> [Exercise]: Below are entries; copy exactly the lines from the one with "flag tracks whether" through the one with "Note: the test", both included, and leave out the rest.

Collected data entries
----------------------------------------

PR #648, opened 2026-07-03
Plural or singular text in results

Alison-Weatherston:
Shows the word 'result' instead of 'results' when there is only 1 result.

Screenshot 2026-07-03 at 09 10 51

### DIFF
--- a/server/caselist/caselistPresenter.ts
+++ b/server/caselist/caselistPresenter.ts
@@ -247,13 +247,17 @@ export default class CaselistPresenter {
   }
 
   generateNoResultsString(): string {
+    const count = this.otherCaselistCountTotal
+    const resultsText = `${count} ${count === 1 ? 'result' : 'results'}`
+
     if (this.section === CaselistPageSection.Open) {
-      return this.otherCaselistCountTotal === 0
+      return count === 0
         ? 'No results found. Clear or change the filters.'
-        : `No results in open referrals. ${this.otherCaselistCountTotal} results in closed referrals.`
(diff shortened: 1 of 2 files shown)


server/caselist/caselistPresenter.ts
```diff
@@ -247,13 +247,17 @@ export default class CaselistPresenter {
   }
 
   generateNoResultsString(): string {
+    const count = this.otherCaselistCountTotal
+    const resultsText = `${count} ${count === 1 ? 'result' : 'results'}`
```
raby, line 251: The local variable `resultsText` shadows the existing class getter get `resultsText()` (line 58) which formats the pagination string. TypeScript won't error here,  the local const wins inside the function ... however for readability it could confuse someone reading the method and thinking it refers to the getter. 

Suggest renaming to something like `otherResultsText`:

`> const count = this.otherCaselistCountTotal
> const otherResultsText = `${count} ${count === 1 ? 'result' : 'results'}`
>
> if (this.section === CaselistPageSection.Open) {
>   return count === 0
>     ? 'No results found. Clear or change the filters.'
>     : `No results in open referrals. ${otherResultsText} in closed referrals.`
> }
>
> return count === 0
>   ? 'No results found. Clear or change the filters.'
>   : `No results in closed referrals. ${otherResultsText} in open referrals.``

`otherResultsText` was an LLM suggestion - maybe a human brain can be more inventive :-)

raby (approved):
Looks good overall, one small comment

PR #659, opened 2026-07-07
check your answers page change destination

Alison-Weatherston:
Change links take users to the correct page but then make them step through the whole journey again rather than sending them back to the review page after they've edited that page. Should work that eg, you click the change link next to cohort, it sends you to the cohort page to edit, and then back to the review page when you click ‘Continue’.


raby (approved):
Looks good

PR #666, opened 2026-07-09
Replace drop down with checkboxes

niaevans9:
Replace the PDU dropdown on the caselist filter with checkboxes to allow multiple selections

image

### DIFF
--- a/server/caselist/caselistFilter.test.ts
+++ b/server/caselist/caselistFilter.test.ts
@@ -9,7 +9,7 @@ describe(CaselistFilter, () => {
         status: 'REFERRAL_SUBMITTED',
         cohort: 'SEXUAL_OFFENCE',
         crnOrPersonName: 'Building',
-        pdu: 'PDU3',
+        pdu: ['PDU3'],
         reportingTeam: ['Team5'],
       }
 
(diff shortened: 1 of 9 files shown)


server/caselist/caselistPresenter.ts
```diff
@@ -223,19 +223,30 @@ export default class CaselistPresenter {
...
         text: pdu.pduName,
         value: pdu.pduName,
-        selected: this.filter.pdu === pdu.pduName,
+        selected: this.filter.pdu?.includes(pdu.pduName),
       }))
       .sort((a, b) => a.text.localeCompare(b.text))
     return checkboxArgs.concat(pduCheckboxArgs)
   }
 
+  generatePDUCheckboxArgs(): CheckboxesArgsItem[] {
```
raby, line 215: With the change, does `generatePduSelectArgs()` method have zero callers and could be deleted? Could be useful too

server/caselist/caselistFilter.test.ts
```diff
@@ -21,9 +21,29 @@ describe(CaselistFilter, () => {
...
+
+    it('handles multiple pdus', () => {
+      const query = {
+        pdu: ['PDU1', 'PDU2'],
+      }
+
+      const filter = CaselistFilter.fromRequest({ query } as unknown as Request)
+
+      expect(filter.pdu).toEqual(['PDU1', 'PDU2'])
+    })
```
raby, line 46: The new validation logic in `fromRequest` that strips a `reportingTeam` when it doesn't belong to the selected PDU has no unit test in caselistFilter.test.ts. The three `fromRequest` tests cover valid combinations. We could add a test like:

```
it('strips reportingTeam when it does not belong to the selected PDU', () => {
  const query = { pdu: 'PDU1', reportingTeam: 'Team5' } // Team5 belongs to PDU3, not PDU1
  const filter = CaselistFilter.fromRequest(
    { query } as unknown as Request,
    TestUtils.createCaseListFilters().locationFilters,
  )
  expect(filter.reportingTeam).toBeUndefined()
})
```

raby: The validation is exercised indirectly via the controller-level test though after checking

server/caselist/caselistPresenter.test.ts
```diff
@@ -70,7 +70,7 @@ describe(`filters`, () => {
   describe('generatePduSelect', () => {
```
raby: Small nit: 

`describe('generatePduSelect', ...) `tests `generatePDUCheckboxArgs()`. The describe block name is the old method name and copuld be updated to 'generatePDUCheckboxArgs'?

raby (approved):
Looks great!

PR #667, opened 2026-07-10
Date format updated

Alison-Weatherston:
START DATE FORMAT AMENDED

BEFORE:

Screenshot 2026-07-10 at 09 10 39

AFTER:

Screenshot 2026-07-10 at 09 09 35

### DIFF
--- a/server/createGroup/check-your-answers/createGroupCyaPresenter.test.ts
+++ b/server/createGroup/check-your-answers/createGroupCyaPresenter.test.ts
@@ -204,7 +204,7 @@ describe('CreateGroupCyaPresenter', () => {
     it('returns summary list with all group details and no team members', () => {
       const createGroupFormData: Partial<CreateGroupRequest> = {
         groupCode: 'ABC123',
-        earliestStartDate: '2026-06-01',
+        earliestStartDate: 'Monday 30 July 2026',
         createGroupSessionSlot: [],
         cohort: 'GENERAL',
         sex: 'MALE',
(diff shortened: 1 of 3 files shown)


server/createGroup/check-your-answers/createGroupCyaPresenter.ts
```diff
@@ -20,6 +20,30 @@ export default class CreateGroupCyaPresenter {
     return 'Review your group details'
   }
 
+  private formatCyaDate(): string {
```
raby, line 25: Great idea this function, and good start. Rather than a bespoke implementation, use existing utils?

```
private formatCyaDate(): string {
  const input = this.createGroupFormData.earliestStartDate
  if (!input) return ''

  const date = DateFormatUtils.parseDate(input)  // handles both DD/MM/YYYY and YYYY-MM-DD
  if (!date) return input

  const calendarDay = CalendarDay.fromComponents(date.getDate(), date.getMonth() + 1, date.getFullYear())
  return `${DateUtils.dayOfWeek(calendarDay)} ${DateUtils.formattedDate(calendarDay)}`
}
```

server/createGroup/check-your-answers/createGroupCyaPresenter.test.ts
```diff
@@ -204,7 +204,7 @@ describe('CreateGroupCyaPresenter', () => {
     it('returns summary list with all group details and no team members', () => {
       const createGroupFormData: Partial<CreateGroupRequest> = {
         groupCode: 'ABC123',
-        earliestStartDate: '2026-06-01',
+        earliestStartDate: 'Monday 30 July 2026',
```
raby: This bypasses the formatting logic, it hits the `if (!date) return input ` and passes straight through. Replace with a real DD/MM/YYYY input like '30/07/2026' so the test actually exercises the conversion?

raby (approved):

PR #668, opened 2026-07-10
Apg 2392/add audits to user actions availability audits

DanEgan1:


server/availabilityAndMotivation/locationPreferences/locationPreferencesController.ts
```diff
@@ -31,6 +32,10 @@ export default class LocationPreferencesController extends BaseController {
       username,
     )
 
+    await sendAuditEvent('VIEW_ADD_LOCATION_PREFERENCES', username, referralDetails?.crn ?? referralId, 'CRN', {
```
raby: The VIEW audit calls in all three methods of` locationPreferencesController.ts` are placed before the `req.method === 'POST' `branch/check, meaning a form submission fires both the VIEW event and the write event in the same request I think? Maybe polluting the audit trail with a spurious view event.

Affected methods:
- `showLocationPreferencesPage` — `VIEW_ADD_LOCATION_PREFERENCES` fires at line 35, POST check is at line 53

- `showAdditionalPduLocationPreferencesPage` — `VIEW_ADDITIONAL_PDU_LOCATION_PREFERENCES` fires at line 95, POST check is at line 117

- `showCannotAttendLocationsPage` — `VIEW_CANNOT_ATTEND_LOCATIONS` fires at line 156, POST check is at line 163

The VIEW audit call should only fire on GET? We could move each one into an else branch so it is skipped on POST.

The current tests don't catch this because they only assert the audit event on GET requests, could be worth adding a test that posts and asserts VIEW_* is not called alongside the write event.

server/availabilityAndMotivation/availabilityAndMotivationController.ts
raby: (apologies not in changes I picked this up now, thought could be valuable ) 

Every other audit call in this branch uses `referralDetails?.crn ?? referralId` as the fallback. Here `subjectId` will be undefined if crn is null/absent. Should it be?

`await sendAuditEvent('EDIT_REFERRAL_MOTIVATION', username, referralDetails?.crn ?? referralId, 'CRN', {`

raby, line 92: (apologies not in changes I picked this up now, thought could be valuable )

There's an inconsistency in how details is passed to `sendAuditEvent` across the controllers. `EDIT_REFERRAL_MOTIVATION` passes a raw object:

`details: data.paramsForUpdate,`

whereas `CREATE_AVAILABILITY`, `EDIT_AVAILABILITY`, and `UPDATE_REFERRAL_LOCATION_PREFERENCES` pre-stringify:

`details: JSON.stringify(data.paramsForUpdate),`

`auditService.ts` always calls `JSON.stringify(details)` itself before sending to SQS, so the availability/location events end up double-encoded (`"{\"key\":\"val\"}"`) while the motivation event is correctly nested. We could pick one convention,  the simplest fix is to remove the inner `JSON.stringify` calls in the controllers and let the service handle serialisation consistently?

server/availabilityAndMotivation/locationPreferences/locationPreferencesController.ts
DanEgan1: Ideally we send the audit before getting the data. Gone with checking if its a GET request to prevent duplciates

raby (approved):

PR #672, opened 2026-07-14
Change PDU filter to be checkboxes

niaevans9:
Update PDU filter on the Group page to allow multiple PDUs to be selected
image

### DIFF
--- a/server/groupOverview/groupListFilter.test.ts
+++ b/server/groupOverview/groupListFilter.test.ts
@@ -7,7 +7,7 @@ describe(GroupListFilter, () => {
       const query = {
         cohort: 'SEXUAL_OFFENCE',
         groupCode: 'CODE',
-        pdu: 'PDU3',
+        pdu: ['PDU3'],
         deliveryLocations: ['delivery-location-1'],
         sex: 'Male',
       }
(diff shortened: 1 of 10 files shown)


server/groupOverview/groupListFilter.test.ts
```diff
@@ -63,17 +83,17 @@ describe(GroupListFilter, () => {
...
       it('correctly sets pdu', () => {
         const filter = new GroupListFilter()
-        filter.pdu = 'PDU1'
+        filter.pdu = ['PDU1']
 
-        expect(filter.params.pdu).toEqual('PDU1')
+        expect(filter.params.pdu).toEqual(['PDU1'])
         expect(filter.params.deliveryLocations).toEqual(undefined)
       })
     })
```
raby, line 99: No test in `groupListFilter.test.ts` or `groupPresenter.test.ts` verifies the output of `paramsAsQueryParams` when pdu has multiple values. The `getSubNavArgs` tests only use `groupCode` (a plain string). Could add something like:

`it('serialises multiple PDUs as repeated query params', () => {
  const filter = GroupListFilter.empty()
  filter.pdu = ['PDU1', 'PDU2']

  expect(filter.paramsAsQueryParams).toBe('pdu=PDU1&pdu=PDU2')
})`

server/groupOverview/groupListFilter.ts
raby, line 76: paramsAsQueryParams wasn't updated when pdu was changed from string to string[]. 

URLSearchParams.append coerces an array to a comma-joined string (pdu=PDU1%2CPDU2) instead of repeated params (pdu=PDU1&pdu=PDU2), so multi-PDU selections will be silently lost when switching between the Not started / Completed sub-nav tabs.

`> Object.entries(this.params).forEach(([key, value]) => {
>   if (Array.isArray(value)) {
>     value.forEach(v => searchParams.append(key, v))
>   } else {
>     searchParams.append(key, value)
>   }
> })`

Also could be worth adding a test: filter.pdu = ['PDU1', 'PDU2'] → expect(filter.paramsAsQueryParams).toBe('pdu=PDU1&pdu=PDU2')

raby (approved):

PR #673, opened 2026-07-14
add group audits

DanEgan1:


server/createGroup/editGroupController.ts
```diff
@@ -330,9 +367,14 @@ export default class EditGroupController extends BaseController {
     const { username } = req.user
     let formError: FormValidationError | null = null
     let userInputData = null
+    let viewAuditSent = false
     req.session.originPage = req.path
 
     if (!createGroupFormData?.pduCode) {
+      if (req.method === 'GET') {
+        await sendAuditEvent('VIEW_EDIT_GROUP_PDU', username, groupId, 'NOT_APPLICABLE')
```
DanEgan1: Debatable is the best way to handle this but felt the most consistent.

Audit team say is better to audit before making the call.

server/createGroup/editGroupController.ts
```diff
@@ -358,6 +400,9 @@ export default class EditGroupController extends BaseController {
         return res.redirect(`/${groupId}/edit-group-delivery-location`)
       }
     }
+    if (!viewAuditSent) {
```
raby: The `if (!viewAuditSent)` check at line 403 (and line 466 for the location handler) has a flaw. 

`viewAuditSent` is only ever set to true inside a `req.method === 'GET'` branch on line 374. This means when a user submits the form (POST) and it fails validation (e.g. no PDU selected), there is no redirect — so execution falls through to line 403, and `VIEW_EDIT_GROUP_PDU` fires on a POST request, not a GET.

The `viewAuditSent` flag tracks whether we've sent the audit, but it doesn't know why it wasn't sent. It can't tell the difference between "we haven't sent it because this is the first GET load" vs "we haven't sent it because this is a POST with errors".

We could add a `req.method === 'GET'` guard on the fallthrough:

```
> // line 403 — change this:
> if (!viewAuditSent) {
>
> // to this:
> if (!viewAuditSent && req.method === 'GET') {
```

Apply the same fix at line 466 for editGroupLocation. The simpler handlers in this file (e.g. gender at line 209, cohort at line 262) do this correctly with a single `if (req.method === 'GET')` at the top — that pattern is cleaner if you want to refactor.

server/createGroup/editGroupController.ts
```diff
@@ -402,6 +452,9 @@ export default class EditGroupController extends BaseController {
           deliveryLocationName: data.paramsForUpdate.deliveryLocationName,
           deliveryLocationCode: data.paramsForUpdate.deliveryLocationCode,
         }
+        await sendAuditEvent('EDIT_GROUP_LOCATION', username, groupId, 'SEARCH_TERM', {
+          details: req.session.createGroupFormData,
```
raby: Line 456 sends `req.session.createGroupFormData` as the audit details. At this point in the code, after line 450–454, that object contains: `groupCode`, `pduName`, `pduCode`, `deliveryLocationCode`, and `deliveryLocationName`. The only thing that actually changed was `deliveryLocationCode` and `deliveryLocationName`. 

Compare this with every other edit audit in this file — they only log the specific field that changed:
Line 232: `{ sex: data.paramsForUpdate.sex }`
Line 285: `{ cohort: data.paramsForUpdate.cohort }`
Line 341: `{ groupCode: data.paramsForUpdate.groupCode }`

```
> await sendAuditEvent('EDIT_GROUP_LOCATION', username, groupId, 'SEARCH_TERM', {
>   details: {
>     deliveryLocationCode: data.paramsForUpdate.deliveryLocationCode,
>     deliveryLocationName: data.paramsForUpdate.deliveryLocationName,
>   },
> })
```

Note: the test assertion at `editGroupController.test.ts` uses `expect.objectContaining({ deliveryLocationCode: 'LOC-2' }) `which would pass either way — so the test won't catch this. You'll need to make it more specific too, e.g. adding a `expect.not.objectContaining({ groupCode: ... }) `or asserting the exact object shape.

server/createGroup/editGroupController.ts
raby: I could be wrong but lines 375 and 404 pass 'NOT_APPLICABLE' as the `subjectType` for `VIEW_EDIT_GROUP_PDU`, but the `subjectId` is `groupId`. Every other edit-group audit event in this file uses 'SEARCH_TERM' for the same `groupId` subject (e.g. lines 44, 117, 209, 262, 315, 430, 494).

Could be a copy-paste from the `CREATE_GROUP` event in `createGroupController.ts` (where `NOT_APPLICABLE` is correct because there's no `groupId` yet). For the edit PDU handler, the group already exists and its ID is being passed as the subject.


```
> // Change:
> await sendAuditEvent('VIEW_EDIT_GROUP_PDU', username, groupId, 'NOT_APPLICABLE')
> // To:
> await sendAuditEvent('VIEW_EDIT_GROUP_PDU', username, groupId, 'SEARCH_TERM')
```

And update the matching test assertions in editGroupController.test.ts (search for 'VIEW_EDIT_GROUP_PDU') to expect 'SEARCH_TERM' instead of 'NOT_APPLICABLE'.

raby: Fair enough, thanks for the context. Firing before the call is the right call if that's the audit team's recommendation (captures intent regardless of downstream failure, and keeps a consistent pattern across the codebase).  Happy to mark this as resolved. 👍

raby (approved):
Looks great

PR #674, opened 2026-07-15
Apg 2053/remove additional width container v2

Alison-Weatherston:
Making the layout as consistent as possible
Fixing some accessibility best practise issues around landmarks
Fixing some small issue of missing quotes etc
Fixing the 'bounce' in sorting arrows


server/referralDetails/referralDetailsController.test.ts
```diff
@@ -55,6 +55,7 @@ describe('referral-details', () => {
           expect(res.text).toContain(referralDetails.crn)
           expect(res.text).toContain(referralDetails.personName)
           expect(res.text).toContain(personalDetails.probationDeliveryUnit)
+          expect(res.text).not.toContain('<div class="govuk-header">')
```
raby: `header.njk `uses `class="hmpps-header"`, not `govuk-header`, this assertion will always pass regardless of the change, so it's not testing anything useful. Did you mean `hmpps-header`? Just a check :-)

assets/scss/overrides/_local.scss
```diff
@@ -1,7 +1,4 @@
 @use '../../../node_modules/govuk-frontend/dist/govuk' as *;
-.govuk-main-wrapper {
```
raby, line 2: Worth a quick visual check on pages with minimal content (e.g. changeCohort, updateLdc), was this here  to stop the footer riding up?

server/referralDetails/referralDetailsController.test.ts
Alison-Weatherston: fixed - good spot.

assets/scss/overrides/_local.scss
Alison-Weatherston: If it comes up in design review, I will address it; otherwise i am happy to leave it as is.

raby (approved):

----------------------------------------

> [Completed exercise]:
The `viewAuditSent` flag tracks whether we've sent the audit, but it doesn't know why it wasn't sent. It can't tell the difference between "we haven't sent it because this is the first GET load" vs "we haven't sent it because this is a POST with errors".

We could add a `req.method === 'GET'` guard on the fallthrough:

```
> // line 403 — change this:
> if (!viewAuditSent) {
>
> // to this:
> if (!viewAuditSent && req.method === 'GET') {
```

Apply the same fix at line 466 for editGroupLocation. The simpler handlers in this file (e.g. gender at line 209, cohort at line 262) do this correctly with a single `if (req.method === 'GET')` at the top — that pattern is cleaner if you want to refactor.

server/createGroup/editGroupController.ts
```diff
@@ -402,6 +452,9 @@ export default class EditGroupController extends BaseController {
           deliveryLocationName: data.paramsForUpdate.deliveryLocationName,
           deliveryLocationCode: data.paramsForUpdate.deliveryLocationCode,
         }
+        await sendAuditEvent('EDIT_GROUP_LOCATION', username, groupId, 'SEARCH_TERM', {
+          details: req.session.createGroupFormData,
```
raby: Line 456 sends `req.session.createGroupFormData` as the audit details. At this point in the code, after line 450–454, that object contains: `groupCode`, `pduName`, `pduCode`, `deliveryLocationCode`, and `deliveryLocationName`. The only thing that actually changed was `deliveryLocationCode` and `deliveryLocationName`. 

Compare this with every other edit audit in this file — they only log the specific field that changed:
Line 232: `{ sex: data.paramsForUpdate.sex }`
Line 285: `{ cohort: data.paramsForUpdate.cohort }`
Line 341: `{ groupCode: data.paramsForUpdate.groupCode }`

```
> await sendAuditEvent('EDIT_GROUP_LOCATION', username, groupId, 'SEARCH_TERM', {
>   details: {
>     deliveryLocationCode: data.paramsForUpdate.deliveryLocationCode,
>     deliveryLocationName: data.paramsForUpdate.deliveryLocationName,
>   },
> })
```

Note: the test assertion at `editGroupController.test.ts` uses `expect.objectContaining({ deliveryLocationCode: 'LOC-2' }) `which would pass either way — so the test won't catch this. You'll need to make it more specific too, e.g. adding a `expect.not.objectContaining({ groupCode: ... }) `or asserting the exact object shape.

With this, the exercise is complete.